In the present case there is a summary application in the form of an initial writ and answers, both of which were incorporated into a Record. Both the application and answers contain pleas-in-law which required to be adjudicated upon all as set forth in the judgement. At the invitation of the parties, evidence was led in order to resolve the issues, one being whether a statutory nuisance existed and another being whether the pursuers had suffered loss of trade as a result the service of the abatement notice, both in the context of the statutory grounds set forth in the 1996 Regulations. Given the terms of section 50 of the Sheriff Courts (Scotland) Act 1950, I was required to issue a judgement in writing. As I had heard evidence, I considered it appropriate to set out my findings in fact and in law. It seemed to me that whether a statutory nuisance existed involved a question of law which I resolved in favour of the defenders. In other words, there was in my view a true lis between the parties which invoked a judicial capacity rather than an administrative one.
[11] One matter which gave me cause to pause and consider was the terms of Regulation 2(5) which refers to a notice varied on appeal in terms of sub- para. (b) being final in its terms. That might suggest finality to the Sheriff's decision and therefore point to an administrative role. However, the provisions do not state that there was any finality where the Notice was quashed or where the appeal was dismissed in terms of reg. 2(5)(a) or (c) and so an appeal would appear to lie in relation to decisions under those provisions. In other words, the finality clause does not encompass decisions in terms of sub-paras. (a) and (c).
[12] Finally, on the principle issue, while recognising that differences in practice and procedure exist between the two jurisdictions, it is noteworthy that in England and Wales in appeals under section 80(3) of the 1990 Act, the Magistrates' Court has wide powers in relation to costs and to make such order as to costs as it thinks just and reasonable (section 64 of the Magistrates' Courts Act 1980 and R v The Southend Stipendiary Magistrate, ex parte Rochford District Council [1995] Env.LR 1). It would be unfortunate if the position in Scotland was to be substantially different and as restrictive as suggested on behalf of the pursuers.
[13] Given my conclusion on the principle issue, the question is whether, in the exercise of my discretion, I should follow the general rule that expenses follow success or whether I should adopt another course. As indicated I was urged on behalf of the pursuers to make finding of no expenses due to or by either party.
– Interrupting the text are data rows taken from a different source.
PR #98, opened 2025-03-18
Modify ticks and hashes_per_tick check for alpenglow blocks

carllin:
#### Problem
1. Alpenglow reduces the number of ticks to one per slot, and no ticks for skip slots, but the tick verification code still expects ticks_per_slot ticks for every slot between the slot `X` and its parent `Y`
2. Current PoH verification expects hashes_per_tick hashes between each tick, but alpenglow doesn't actually hash, so we should remove that check for alpenglow ticks

#### Summary of Changes

Fixes #

### DIFF
--- a/core/src/consensus/progress_map.rs
+++ b/core/src/consensus/progress_map.rs
@@ -140,6 +140,31 @@ impl ForkProgress {
         }
     }
 
+    fn calculate_alpenglow_ticks(
+        slot: Slot,
+        first_alpenglow_slot: Slot,
+        parent_slot: Slot,
+        ticks_per_slot: u64,
+    ) -> Option<u64> {
+        // Slots before alpenglow shouldn't have alpenglow ticks
+        if slot < first_alpenglow_slot {
+            return None;
+        }
+
+        let alpenglow_ticks = if parent_slot < first_alpenglow_slot && slot >= first_alpenglow_slot
+        {
+            // 1. All slots between the parent and the first alpenglow slot need to
+            // have `ticks_per_slot` ticks
+            // 2. One extra tick for the actual alpenglow slot
+            // 3. There are no ticks for any skipped alpenglow slots
+            (first_alpenglow_slot - parent_slot - 1) * ticks_per_slot + 1
+        } else {
+            1
+        };
+
+        Some(alpenglow_ticks)
+    }
+
     pub fn new_from_bank(
         bank: &Bank,
         validator_identity: &Pubkey,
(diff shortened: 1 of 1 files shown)


core/src/consensus/progress_map.rs
```diff
@@ -168,6 +168,24 @@ impl ForkProgress {
             num_dropped_blocks_on_fork,
         );
 
+        if let Some(first_alpenglow_slot) = bank
+            .feature_set
+            .activated_slot(&solana_feature_set::secp256k1_program_enabled::id())
```
wen-coding, line 198: nit: I think I keep seeing this check everywhere, is it possible we do it in one place and pass around?

core/src/consensus/progress_map.rs
```diff
@@ -168,6 +168,24 @@ impl ForkProgress {
...
+        {
+            let num_expected_ticks = {
+                let parent_slot = bank.parent_slot();
+                if parent_slot < first_alpenglow_slot && bank.slot() >= first_alpenglow_slot {
+                    // 1. All slots between the parent and the first alpenglow slot need to
+                    // have `ticks_per_slot` ticks
+                    // 2. One extra tick for the actual alpenglow slot
+                    (first_alpenglow_slot - parent_slot - 1) * bank.ticks_per_slot() + 1
+                } else {
+                    1
```
wen-coding: Add comment that in Alpenglow world we have no tick for skipped slots?

core/src/consensus/progress_map.rs
```diff
@@ -168,6 +168,24 @@ impl ForkProgress {
...
+                }
+            };
+            bank.set_tick_height(bank.max_tick_height() - num_expected_ticks);
```
wen-coding: Do you think we need to add assertion here this value is something reasonable?

ledger/src/blockstore_processor.rs
```diff
@@ -1197,6 +1197,28 @@ fn verify_ticks(
...
+            if entries.is_empty() {
+                // This shouldn't happen, but good to double check
+                error!("Processing empty entries in verify_ticks()");
+                return Ok(());
+            }
+            // last entry must be a tick, as verified by the `has_trailing_entry`
+            // check above. Because in Alpenglow the last tick does not have any
+            // hashing guarantees, we pass everything but that last tick to the
+            // entry verification.
+            entries = &entries[..entries.len() - 1];
```
wen-coding, line 1218: Err, do we have to change entries inside verify_ticks? Can we do skip_verification for all Alpenglow blocks instead in the caller?

core/src/consensus/progress_map.rs
carllin: i think it's uglier to do that, you would have to add arguments to all these functions that already take a bank

core/src/consensus/progress_map.rs
carllin: it's strictly less than max_tick_height() which is something reasonable

ledger/src/blockstore_processor.rs
carllin: we need to verify alpenglow blocks that have parents from before the epoch boundary because those parents have ticks, otherwise anybody could make a new alpenglow block with a very early parent from the previous epoch

ledger/src/blockstore_processor.rs
```diff
@@ -1197,6 +1197,28 @@ fn verify_ticks(
...
+        .activated_slot(&solana_feature_set::secp256k1_program_enabled::id())
+    {
+        if bank.parent_slot() >= first_alpenglow_slot {
+            return Ok(());
+        }
+
+        if bank.slot() >= first_alpenglow_slot && next_bank_tick_height == max_bank_tick_height {
+            if entries.is_empty() {
+                // This shouldn't happen, but good to double check
+                error!("Processing empty entries in verify_ticks()");
```
wen-coding, line 1211: If this shouldn't happen, should we return Ok(()) here?

carllin: It shouldn't happen because I'm assuming the callers will not pass this function an empty set of entries to verify, i.e. blockstore shouldn't deserialize empty entries

But an empty set of entries always passes the hashes_per_tick() check, so returning Ok(()) is fine here

ledger/src/blockstore_processor.rs
wen-coding: Can we someday do without that one tick in Alpenglow block?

[14] While there may have been no formal notification to the pursuers of the perceived nuisance prior to service of the Notice, I found (Finding in Fact 14) that Mr Henderson of the defenders brought the matter to Mr Safdar's attention around a year prior to service of the Notice, suggesting that the roller shutters should be serviced. Mr Safdar took no steps to prevent or reduce the level of noise generated by the shutters (FF 15). Further, as can be seen from the terms of section 80(1) of the 1990 Act there is a statutory duty to serve a notice in the event that the defenders perceive a statutory nuisance occurring. I accept that an aggrieved party must lodge an appeal if he seeks to challenge an abatement notice and to that extent there is no blame to the pursuers for initiating the proceedings. However, my findings make it clear that there was a statutory nuisance and I had little hesitation in finding that there was. Indeed, Mr Safdar appeared to accept that there would be disturbance (paragraph [8] of Note in judgement). On the issue of the extent of the notice, in which the issue of loss of trade loomed large, there was no satisfactory evidence of this which I could put in the balance in deciding whether it was reasonable in its extent and one would expect some vouching or other corroborating evidence to set up a colourable case. There was at the end of the day an onus on the pursuers to establish the grounds of appeal founded upon. They failed to do so.
[15] I have accordingly concluded that there is no reason to depart from the normal rule and accordingly the defenders are entitled to their expenses. I have pronounced an interlocutor to reflect this.